During the period from 1958 to 2003, inbred lines B37 through B121 have been released for use by public and private corn-breeders. Inbred lines B37, B57, B59, B64, B68, B73, B77, B84, B94, and B97 have been prominent in pedigrees of hybrids. Based on surveys by the American Seed Trade Association B37 appeared in pedigrees in about 25 percent of the commercial hybrids seed produced in the early 1960s. Similarly, B73 was a popular inbred being used in about 22 percent of the total hybrid seed produced in the 1970s.

A recent article in Crop Science (May-June issue, 2006) showed that of the plant patents and PVPs issued for corn inbreds by the early 1980s that 63 percent of the inbred lines included some Iowa Stiff Stalk Synthetic germplasm in their parentage. In addition to the direct use of the Iowa “B” lines as parents of hybrids, the Iowa “B” lines were subsequently used in breeding programs to develop recycled lines. Records show that there are more than 30 recoveries of B37, more than 70 recoveries of B14, and more than 110 recoveries of B73. The current heterotic groups recognized by the U.S. Corn Belt corn-breeders are designated as Iowa Stiff Stalk Synthetic and non-Iowa Stiff Stalk Synthetic.

Because of the continuous selection and breeding methods used by the cooperative federal-state corn-breeding programs since 1958 the development of inbred lines important to the commercial seed industry has demonstrated the important “B” lines also are used throughout the world in important temperate areas where hybrids are produced and used.

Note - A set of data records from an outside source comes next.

PR #1040, opened 2025-10-02
Test refactor

s3alfisc:
Big refactor of the testing suite that drops rpy2 support.


s3alfisc:
We will not do this, slow and too complex.

PR #1058, opened 2025-11-03
HAC: fix bug with indexes plus vectorization

s3alfisc:


s3alfisc:
pre-commit.ci autofix

Issue #1049, opened 2025-10-26
Decrease fixef default tolerance to 1e-06


s3alfisc:
As this is what fixest is doing: 

<img width="304" height="97" alt="Image" src="https://github.com/user-attachments/assets/83f782de-6c3c-4e57-9703-7e21437bcfb7" />

pyfixest currently defaults to `fixef_tol=1e-08`.

Might need some adjustments of test tolerances.

Dpananos:
I can handle this one

s3alfisc:
Tolerance adjusted with c0bfb3ecb77a809235be81665ba826bedd474e1d. 
Remaining: setting the max iterations.

s3alfisc:
Closing this as I updated the number of maxiters.

PR #1061, opened 2025-11-07
Decreasing default tolerance to 1e-06

pdoupe:
- adjusted fixest tolerance level from 1e-08 to 1e-06 
- adjusted docstrings

PR #1067, opened 2025-11-08
edits fixest tol -> 1e-06

Dpananos:
Addresses #1049

* Updated default parameter values for feols(), fepois(), feglm(), and feiv() functions and docstrings
* Updated test ficures to use new default tolerances in `tests/test_demean.py`

Tests passing using `pixi run -e dev pytest tests/test_demean.py -v`

~~In the process of running `pixi run -e dev tests-regular` to find if other tests break~~

`pixi run -e dev tests-regular` passing


Dpananos:
Closing since is addressed by #1061

PR #1071, opened 2025-11-10
removes aliasing from feglm

### LINKED ISSUE #857: Replace aliasing in `Feglm`
In many instances, attributes within `Feglm` are accessed via aliases. 

We would like to deprecate the aliasing notation wherever possible. 

For examples in the `Feols` class, see [this issue](https://github.com/py-econometrics/pyfixest/issues/853).

Dpananos:
Closes #857


s3alfisc (approved):
Perfect, thank you!

PR #1027, opened 2022-05-09
update cps-1 / neogeo / nes

taoenwen:
[cps-1] update wofjdr to 20220507
[neo_run] Remove unused variable
[nes] add / update T-Chi games


dinkc64:
thanks taoenwen, very nice work! :)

Colleagues in biological sciences have recognized our efforts and contributions. G. F. Sprague and I were elected as members of the National Academy of Sciences in 1970 and 1988, respectively; and I was inducted in the USDA Hall of Fame in 1992. I and other staff members have been recognized by our peers as fellows of Crop Science Society of America, including Sprague, Russell, S. A. Eberhart and K. R. Lamkey. And Sprague and Eberhart were elected as presidents of the Society. They have also been recognized by other national and international awards. The Arnel R. Hallauer International Plant Breeding Symposium was held in Mexico City, Mexico in 2003.